In many cases its better using other dns like cloudflare which it use anycast dns, because visitors will reach faster your site which it will depend on visitors latency.


----------



## wlanboy (Jan 14, 2016)

AlbaHost said:


> In many cases its better using other dns like cloudflare which it use anycast dns, because visitors will reach faster your site which it will depend on visitors latency.



Second that. I am using CloudFlare for all my private domains. 
For quite static domains dns.he.net is great too.


----------



## MikeA (Jan 14, 2016)

Always use CloudFlare for DNS, love it.


----------



## Localnode (Jan 14, 2016)

CloudFlare DNS. Can't beat free.


----------



## DomainBop (Jan 14, 2016)

I'll be the dissenter and say if you rely exclusively on one DNS provider like CloudFlare you're introducing a single point of failure.  CloudFlare has had a couple of system wide outages over the years.


One example from 2013 (from CloudFlare's blog):



> This morning at 09:47 UTC CloudFlare effectively dropped off the Internet. The outage affected all of CloudFlare's services including DNS and any services that rely on our web proxy. During the outage, anyone accessing CloudFlare.com or any site on CloudFlare's network would have received a DNS error. Pings and Traceroutes to CloudFlare's network resulted in a "No Route to Host" error.



I vote for "host your own DNS",.  Get 3+ cheap but reliable geographically dispersed VPS's  (512MB is enough) at different providers/different networks. My preferred DNS software is PowerDNS not Bind (if you need a graphic admin interface you can use PowerAdmin which isn't a resource hog like CPanel for DNS). No single point of failure and you should be able to achieve higher uptime than if you used CloudFlare (unless you choose VPS hosts who suck or whose networks suck).


----------



## graeme (Jan 15, 2016)

DomainBop said:


> I vote for "host your own DNS",.  Get 3+ cheap but reliable geographically dispersed VPS's  (512MB is enough) at different providers/different networks.

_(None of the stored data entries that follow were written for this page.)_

PR #613, opened 2017-03-18
Santize trusted content

mpkorstanje:
Trusted content such as classifications may contain urls that should not be escaped.

Any reference prefixed with $\_sanitize_ will not be escaped but sanitized instead.

### DIFF
--- a/pom.xml
+++ b/pom.xml
@@ -262,6 +262,16 @@
             <artifactId>jsoup</artifactId>
             <version>1.10.1</version>
         </dependency>
+        <dependency>
+            <groupId>com.googlecode.owasp-java-html-sanitizer</groupId>
+            <artifactId>owasp-java-html-sanitizer</artifactId>
+            <version>20160924.1</version>
+        </dependency>
+        <dependency>
+            <groupId>com.google.guava</groupId>
+            <artifactId>guava</artifactId>
+            <version>21.0</version>
+        </dependency>
         <!-- for testing -->
         <dependency>
             <groupId>junit</groupId>
--- a/src/main/java/net/masterthought/cucumber/generators/EscapeHtmlReference.java
+++ b/src/main/java/net/masterthought/cucumber/generators/EscapeHtmlReference.java
@@ -2,16 +2,27 @@ package net.masterthought.cucumber.generators;
 
 import org.apache.commons.lang.StringEscapeUtils;
 import org.apache.velocity.app.event.ReferenceInsertionEventHandler;
+import org.owasp.html.HtmlPolicyBuilder;
+import org.owasp.html.PolicyFactory;
 
 /**
  * Escapes all html and xml that was provided in a reference before inserting it into a template.
+ *
+ * References that start with $_sanitize_ will be sanitized to allow urls.
  */
 final class EscapeHtmlReference implements ReferenceInsertionEventHandler {
+
+    private static final PolicyFactory LINKS = new HtmlPolicyBuilder()
+            .allowStandardUrlProtocols().allowElements("a").allowAttributes("href")
+            .onElements("a").requireRelNofollowOnLinks().requireRelsOnLinks("noopener", "noreferrer")
+            .toFactory();
 
     @Override
     public Object referenceInsert(String reference, Object value) {
         if (value == null) {
             return null;
+        } else if(reference.startsWith("$_sanitize_")) {
+            return LINKS.sanitize(value.toString());
         } else {
             return StringEscapeUtils.escapeHtml(value.toString());
         }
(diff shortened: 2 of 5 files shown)


mpkorstanje:
I'll look at the failures later on.

pom.xml
```diff
@@ -262,6 +262,16 @@
             <artifactId>jsoup</artifactId>
             <version>1.10.1</version>
         </dependency>
+        <dependency>
+            <groupId>com.googlecode.owasp-java-html-sanitizer</groupId>
+            <artifactId>owasp-java-html-sanitizer</artifactId>
+            <version>20160924.1</version>
+        </dependency>
+        <dependency>
```
damianszczepanik: do we need ti? I don't see import for guava package

src/main/java/net/masterthought/cucumber/generators/EscapeHtmlReference.java
```diff
@@ -2,16 +2,27 @@
...
 
 /**
  * Escapes all html and xml that was provided in a reference before inserting it into a template.
+ *
+ * References that start with $_sanitize_ will be sanitized to allow urls.
  */
 final class EscapeHtmlReference implements ReferenceInsertionEventHandler {
 
+    private static final PolicyFactory LINKS = new HtmlPolicyBuilder()
+            .allowStandardUrlProtocols().allowElements("a").allowAttributes("href")
```
damianszczepanik: what if someone wants to display the image?

I think that it is defined by Jenkins administrator so we should allows for more than white list with single element that soon or later will be extended. What is your opinion?

src/test/java/net/masterthought/cucumber/generators/integrations/FeaturesOverviewPageIntegrationTest.java
```diff
@@ -58,8 +58,8 @@ public void generatePage_generatesLead() {
     public void generatePage_generatesClassifications() {
 
         // given
-        final String[] names = {"Platform", "Browser", "Branch"};
-        final String[] values = {"Win", "Opera", "master"};
+        final String[] names = {"Platform", "Browser", "Branch", "Repository"};
+        final String[] values = {"Win", "Opera", "master", "<a href=\"example.com\" rel=\"nofollow noopener noreferrer\">Example Repository</a>"};
```
damianszczepanik: nice

src/test/java/net/masterthought/cucumber/generators/integrations/helpers/TableRowAssertion.java
```diff
@@ -26,6 +26,16 @@ public LinkAssertion getReportLink() {
         return values;
     }
 
+    public String[] getCellsHtml() {
```
damianszczepanik: do we still need `getCellsValues` ?

pom.xml
mpkorstanje: Owasp depends on guava. It's listed in the parent pom of owasp as 
```
      <dependency>
        <groupId>com.google.guava</groupId>
        <artifactId>guava</artifactId>
        <!--
            We depend on 11 because it is the last which works with JDK 5
            which we want to link against.
        -->
        <version>[11.0,)</version>
        <scope>provided</scope>
      </dependency>
```

src/main/java/net/masterthought/cucumber/generators/EscapeHtmlReference.java
mpkorstanje: Can't allow everything. There are different levels of Jenkins administrator. 

I'm thinking it would be neater if we created an exhaustive list of data that can be used as classification and explicitly allow those.

Not that it should be very long list
 * Text
 * Links
 * Images

Thats about it I think.

src/test/java/net/masterthought/cucumber/generators/integrations/helpers/TableRowAssertion.java
mpkorstanje: FeatureReportPageIntegrationTest.generatePage_generatesArgument

damianszczepanik:
Looks good for the first version, we will observe what users expect. Thanks!

damianszczepanik:
@mpkorstanje after this commit some builds fail. Can you take and look?

mpkorstanje:
Check. #615 Picked the wrong version of Guava to use.

src/main/java/net/masterthought/cucumber/generators/EscapeHtmlReference.java
```diff
@@ -2,16 +2,27 @@
...
+            .onElements("a").requireRelNofollowOnLinks().requireRelsOnLinks("noopener", "noreferrer")
+            .toFactory();
+
     @Override
     public Object referenceInsert(String reference, Object value) {
         if (value == null) {
             return null;
+        } else if(reference.startsWith("$_sanitize_")) {
```
damianszczepanik: @mpkorstanje this two lines are not covered by tests. Would you like to add test for this?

Why not use  multiple providers instead?


----------



## TeenLinux (Jan 15, 2016)

I always use CloudFare for ALL of my domains. Mainly because it speeds up your website, protects you from L7 DDoS attacks where some DDoS protected hosts fail... And of course for the free SSL which is good for non-production or non-critical sites.


----------



## JahAGR (Jan 15, 2016)

DomainBop said:


> I vote for "host your own DNS",.  Get 3+ cheap but reliable geographically dispersed VPS's  (512MB is enough) at different providers/different networks. My preferred DNS software is PowerDNS not Bind (if you need a graphic admin interface you can use PowerAdmin which isn't a resource hog like CPanel for DNS).

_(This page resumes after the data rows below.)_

PR #617, opened 2017-03-29
Show text embedding without superfluous borders

mpkorstanje:
Text and xml embedding were surounded by a border while other plain elements such as errors
and image attachment did not. This looked rather messy.

### DIFF
--- a/src/main/resources/css/cucumber.css
+++ b/src/main/resources/css/cucumber.css
@@ -61,9 +61,11 @@ a:hover {
     overflow: auto;
 }
 
-/* same as <pre> from bootstrap library */
+/*
+   same as <pre> from bootstrap library.
+   padding and overflow-x added.
+*/
 .embedding-content {
-    display: block;
     padding: 10px;
     margin-left: 10px;
     margin-right: 10px;
@@ -71,10 +73,12 @@ a:hover {
     font-size: 13px;
     overflow-x: auto;
     line-height: 1.42857143;
+    color: #333;
+    word-break: break-all;
+    word-wrap: break-word;
     background-color: #f5f5f5;
     border: 1px solid #ccc;
     border-radius: 4px;
-    white-space: nowrap;
 }
 
 .html-content {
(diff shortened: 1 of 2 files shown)


mpkorstanje:
Before:
plain-text-before

After:
after

mpkorstanje:
Urgh. Looks like I broke the line breaks in the xml.

mpkorstanje:
After 
after2

src/main/resources/css/cucumber.css
```diff
@@ -61,20 +61,24 @@ a:hover {
     overflow: auto;
 }
 
-/* same as <pre> from bootstrap library */
+/*
+   same as <pre> from bootstrap library.
+   padding and overflow-x added.
+*/
 .embedding-content {
-    display: block;
```
mpkorstanje: Replaced span with divs in embeddings.vm, so not needed.

src/main/resources/css/cucumber.css
```diff
@@ -61,20 +61,24 @@ a:hover {
...
     font-size: 13px;
     overflow-x: auto;
     line-height: 1.42857143;
+    color: #333;
+    word-break: break-all;
+    word-wrap: break-word;
     background-color: #f5f5f5;
     border: 1px solid #ccc;
     border-radius: 4px;
-    white-space: nowrap;
```
mpkorstanje: Pre handles this where needed.

src/main/resources/css/cucumber.css
```diff
@@ -61,20 +61,24 @@ a:hover {
...
     padding: 10px;
     margin-left: 10px;
     margin-right: 10px;
     margin-bottom: 10px;
     font-size: 13px;
     overflow-x: auto;
     line-height: 1.42857143;
+    color: #333;
+    word-break: break-all;
+    word-wrap: break-word;
```
mpkorstanje: These are in pre from bootstrap. Keeps sections that don't use pre consistent with sections that do.

damianszczepanik:
Thank you :)

PR #620, opened 2017-04-02
Add additional unit test

mpkorstanje:
Add unit tests for the sanitation case of the html escaping reference
handler.


damianszczepanik:
High test coverage is back - nice!

PR #622, opened 2017-04-05
ignoring steps with null results to support scenario outlines

bkitchener1:
This should be a fix for https://github.com/damianszczepanik/cucumber-reporting/issues/621

### DIFF
--- a/src/main/java/net/masterthought/cucumber/json/Element.java
+++ b/src/main/java/net/masterthought/cucumber/json/Element.java
@@ -126,6 +126,9 @@ public class Element implements Durationable {
         StatusCounter statusCounter = new StatusCounter();
         for (Step step : steps) {
             Result result = step.getResult();
+            if(result==null){
+                break;
+            }
             statusCounter.incrementFor(result.getStatus());
             duration += result.getDuration();
         }
--- a/src/main/java/net/masterthought/cucumber/json/Feature.java
+++ b/src/main/java/net/masterthought/cucumber/json/Feature.java
@@ -222,6 +222,9 @@ public class Feature implements Reportable, Durationable, Comparable<Feature> {
             }
 
             for (Step step : element.getSteps()) {
+                if(step.getResult() == null){
+                    break;
+                }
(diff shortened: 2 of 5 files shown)


src/main/java/net/masterthought/cucumber/json/Element.java
```diff
@@ -126,6 +126,9 @@ private Status calculateStepsStatus() {
         StatusCounter statusCounter = new StatusCounter();
         for (Step step : steps) {
             Result result = step.getResult();
+            if(result==null){
```
damianszczepanik: formatting

src/main/java/net/masterthought/cucumber/json/Element.java
```diff
@@ -126,6 +126,9 @@ private Status calculateStepsStatus() {
...
+                break;
```
damianszczepanik: for sure not ``break``

src/main/java/net/masterthought/cucumber/json/Feature.java
```diff
@@ -222,6 +222,9 @@ private void calculateSteps() {
             }
 
             for (Step step : element.getSteps()) {
+                if(step.getResult() == null){
+                    break;
+                }
```
damianszczepanik: same

src/test/java/net/masterthought/cucumber/ReportGenerator.java
```diff
@@ -18,6 +18,7 @@
     public final static String JSON_DIRECTORY = "json/";
 
     protected static final String SAMPLE_JSON = "sample.json";
+    protected static final String SCENARIO_OUTLINE = "scenario-outline.json";
```
damianszczepanik: I don't want to new test file, problematic cases should be merged with sample.json

src/main/java/net/masterthought/cucumber/json/Element.java
damianszczepanik: and then the StatusCounter.size() does not return proper value

damianszczepanik:
This was already fixed #627

PR #624, opened 2017-04-17
Santize span and img tags

tohaa:
Hello Damian,

I've made some changes in EscapeHtmlReference.java , it allows to hightlight text and add image to a report. Thus we escapes "span" and "img" html tags now. 
Could you take a look and accept pull request if everything is good?

### DIFF
--- a/src/main/java/net/masterthought/cucumber/generators/EscapeHtmlReference.java
+++ b/src/main/java/net/masterthought/cucumber/generators/EscapeHtmlReference.java
@@ -12,17 +12,17 @@ import org.owasp.html.PolicyFactory;
  */
 final class EscapeHtmlReference implements ReferenceInsertionEventHandler {
 
-    private static final PolicyFactory LINKS = new HtmlPolicyBuilder()
-            .allowStandardUrlProtocols().allowElements("a").allowAttributes("href")
-            .onElements("a").requireRelNofollowOnLinks().requireRelsOnLinks("noopener", "noreferrer")
+    private static final PolicyFactory TAGS = new HtmlPolicyBuilder()
+            .allowStandardUrlProtocols().allowElements("a", "span", "img").allowAttributes("href", "onclick", "src", "id", "style")
+            .onElements("a", "span", "img").requireRelNofollowOnLinks().requireRelsOnLinks("noopener", "noreferrer")
             .toFactory();
 
     @Override
     public Object referenceInsert(String reference, Object value) {
         if (value == null) {
             return null;
-        } else if(reference.startsWith("$_sanitize_")) {
-            return LINKS.sanitize(value.toString());
+        } else if(reference.contains("$_sanitize_")) {
+            return TAGS.sanitize(value.toString());
         } else {
             return StringEscapeUtils.escapeHtml(value.toString());
         }
--- a/src/main/java/net/masterthought/cucumber/generators/EscapeHtmlReference.java
+++ b/src/main/java/net/masterthought/cucumber/generators/EscapeHtmlReference.java
@@ -21,7 +21,7 @@ final class EscapeHtmlReference implements ReferenceInsertionEventHandler {
     public Object referenceInsert(String reference, Object value) {
         if (value == null) {
             return null;
-        } else if(reference.contains("$_sanitize_")) {
+        } else if(reference.startsWith("$_sanitize_")) {
             return TAGS.sanitize(value.toString());
         } else {
             return StringEscapeUtils.escapeHtml(value.toString());
--- a/src/main/resources/templates/macros/json/output.vm
+++ b/src/main/resources/templates/macros/json/output.vm
@@ -14,7 +14,7 @@
           #**
            * DO NOT format the line below. Whitespace nodes are significant in a pre-block.
            *#
-          <pre>#foreach($message in $output.getMessages())<p>$message</p>#end</pre>
+          <pre>#foreach($_sanitize_message in $output.getMessages())<p>$_sanitize_message</p>#end</pre>
         </div>
       </div>
     #end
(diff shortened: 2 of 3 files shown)


mpkorstanje:
If you want to use html in your report you should use:

```
String html = "some html";
scenario.embed(html.getBytes(), "text/html");
```

`scenario.write ` is for text only. Using html doesn't make sense as your tests do not -and should not- know what the reporter is capable on the other end of the chain.

src/main/java/net/masterthought/cucumber/generators/EscapeHtmlReference.java
```diff
@@ -12,17 +12,17 @@
  */
 final class EscapeHtmlReference implements ReferenceInsertionEventHandler {
 
-    private static final PolicyFactory LINKS = new HtmlPolicyBuilder()
-            .allowStandardUrlProtocols().allowElements("a").allowAttributes("href")
-            .onElements("a").requireRelNofollowOnLinks().requireRelsOnLinks("noopener", "noreferrer")
+    private static final PolicyFactory TAGS = new HtmlPolicyBuilder()
+            .allowStandardUrlProtocols().allowElements("a", "span", "img").allowAttributes("href", "onclick", "src", "id", "style")
+            .onElements("a", "span", "img").requireRelNofollowOnLinks().requireRelsOnLinks("noopener", "noreferrer")
             .toFactory();
```
mpkorstanje: `.allowAttributes("href", "onclick", "src", "id", "style").onElements("a", "span", "img")` 

This doesn't look right at all. Allowed attributes should be set for each individual element not for the whole group.

tohaa: Hello mpkorstanje,

embed - it's not a very good solution for highlighting text and highlighting warning messages. look at the screenshots please, there is highlighted text for test reproduction and a highlighted warning message

mpkorstanje:
Yes. I have seen the screenshots. You can and should do these things through `            scenario.embed(html.getBytes(), "text/html");`

screenshot from 2017-04-17 16-10-49

The problem of using html in scenario.write is that it is intended to be plain text an may end in places that do not support html such as the commandline.

For example when using the pretty printer what should look like this:

```
Feature: Example  
  Some things here to describe this feature 

Red and yellow and pink and green 
Purple and orange and orange 
I can sing a rainbow
Sing a rainbow
Sing a rainbow too

Listen with your eyes

  Scenario: Running an example with output # /home/mpkorstanje/Projects/cucumber/src/test/resources/features/integration.feature:5
    Given some situation                   # MyStepdefs.java:35
    When some action                       # MyStepdefs.java:35
    Then some result should happen         # MyStepdefs.java:35

1 Scenarios (1 passed)
3 Steps (3 passed)
0m0.122s

Process finished with exit code 0
```
Ends up looking like this.

```
Feature: Example  
  Some things here to describe this feature 

<html><body><span style="color:red">Red</span> and <span style="color:yellow ">yellow </span> and <span style="color:pink ">pink </span> and <span style="color:green ">green </span><br><span style="color:purple">Purple</span> and <span style="color:orange ">orange </span> and <span style="color:orange ">orange </span><br>I can sing a rainbow<br>Sing a rainbow<br>Sing a rainbow too<br><br>Listen with your eyes</body></html>

  Scenario: Running an example with output # /home/mpkorstanje/Projects/cucumber/src/test/resources/features/integration.feature:5


    Given some situation                   # MyStepdefs.java:35
    When some action                       # MyStepdefs.java:35
    Then some result should happen         # MyStepdefs.java:35

1 Scenarios (1 passed)
3 Steps (3 passed)
0m0.122s

Process finished with exit code 0
```

mpkorstanje:
This is a popular tool yes. And your use case is not the only one. It is perfectly reasonable for people to use html tags in `scenario.write` and expect to see those tags as plain text. Therefore it is important to be extremely conservative when interpreting the users output. 

For example rendering `scenario.write("...but the element contained <span>Lorum Ipsum</span>")` as `...but the element contained Lorum Ipsum` is going to lead to some confusion.

> On your screenshot, HTML text can't be embedded between logs and doesn't look good and readable as a result. 

What exactly do you mean by between logs? Do you mean that consecutive calls to `scenario.embed` are not displayed as a single block while consecutive calls to `scenario.write` are? I am certain you can find a way to work around this.

mpkorstanje:
On a historical note: That it was possible to inject html into the report should never have been considered a feature. It may have been useful but should have been recognized as an abuse of the reporting tool. So I do not think that bad decisions made in the past are a justification to add undue complexity to our tools now.

mpkorstanje:
@rommy1204, @tohaa 

I would recommend that you write an html logger. This is fairly trivial and you can easily extend it to log just about anything text, images, videos, ect.

```
public class HtmlLogger implements En {

    private List<String> logs = new LinkedList<>();

    public HtmlLogger() {
        After(scenario -> {
            scenario.embed(("<pre>" + join(logs, "\n") + "</pre>").getBytes(), "text/html");
            this.logs.clear();
        });
    }

    public void info(String msg){
        this.logs.add(line(INFO, msg));
    }

    public void severe(String msg){
        this.logs.add(line(SEVERE, msg));
    }

    private static String line(Level level, String msg) {
        String color = level.intValue() > INFO.intValue() ? "red" : "black";
        return "<span style=\"color:" + color + "\">" + level +  " " + escapeHtml4(msg)+ "</span>";
    }
}
```
Which you can then use as
```
public class MyStepdefs implements En {

    public MyStepdefs(HtmlLogger log) {

        Given("^some (.*)$", (String bla) -> {
            log.info(bla);
        });

        Given("^a severe warning$", () -> {
            log.severe("All out of fleeb juice!");
        });
    }
}
```

damianszczepanik:
I agree with @mpkorstanje who did great effort to make this report secure so it does not break Jenkins policy (I hope so!) so I'm not happy to make it less secure as long as there is no strong reason for this. Based on above conversation I don't see such reason.

PR #626, opened 2017-04-27
Update embeddings.vm

vszalontai:
I had to patch this to be able to display from JSON generated pngs using the Jenkins cucumber plugin... I may be tripping, but this seems to be the standard: https://en.wikipedia.org/wiki/Data_URI_scheme
It's up to you to accept this change.... how ever, embedding a base64 image using src=<path> doesn't work in any browser....

### DIFF
--- a/src/main/resources/templates/macros/json/embeddings.vm
+++ b/src/main/resources/templates/macros/json/embeddings.vm
@@ -64,7 +64,7 @@
     </div>
     <div id="embedding-$embeddingId" class="collapse collapsable-details">
       <div class="embedding-content">
-        <img src="embeddings/$embedding.getFileName()">
+        <img src="$embedding.getDecodedData()">
       </div>
     </div>
   </div>


damianszczepanik:
This change makes sense if user can download the file.

mpkorstanje:
It is possible to use data uri's in links as well. This allows the user to download the file and removes the need to store it separately. This will increase the size of the html file significantly though. 

Eventually if enough other changes are made this will allow cucumber reports to be a single page application that could in theory be emailed.

I am ambivalent about this change.

vszalontai:
Read this please: http://stackoverflow.com/questions/35828806/use-base64-string-from-url-in-src-tag-of-image
Means: embedding a picture using src="http://... or src="file:// using a velocity template will not work at all. You have to use JS or CSS to load the real decoded data OR just extract it into the src tag (that's what I did in this patch).
About sizes and performance:  in case of small images you save time, since everything can be transferred in one HTTP request. In case of big images, you loose performance, since the images can't be cached (this may depend on the browser and the embedding technique... CSS can be cashed in most browsers 4 example) or managed with CDN. It's a kind of complicated topic, however the current code (src="http://... or src="file://) will not work in any browser at all :)

mpkorstanje:
The current code works. And I am fairly certain that your patch does not. :)

You may want to check the embeddings folder that the report generates. The images are stored there.

vszalontai:
The current code "works", yes, the images are on the right place (inside the embeddings folder) BUT you will never get these pictures displayed in a browser...

mpkorstanje:
That too works fine. If you want to report a bug you should provide steps to reproduce the problem.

This is my exact DNS setup. 3x cheap VPS with PowerDNS + Poweradmin. Really works well.


In the past I had used BuddyNS. Service was fine but I was always riding the limits of the free tier.


----------



## Localnode (Jan 17, 2016)

The only problem with hosting your own DNS (from a shared perspective) is resellers don't have access to the DNS cluster by default. You have to add them manually so they can use the external ones.
Which is where Rage4 and other DNS providers come in with WHM API.


----------



## ikoula (Jan 19, 2016)

Hello,


i'd say it depends on you website's content.


If you want to manage your dns and the way records are replicated use your own DNS.


If you need to protect your sites use cloudflare.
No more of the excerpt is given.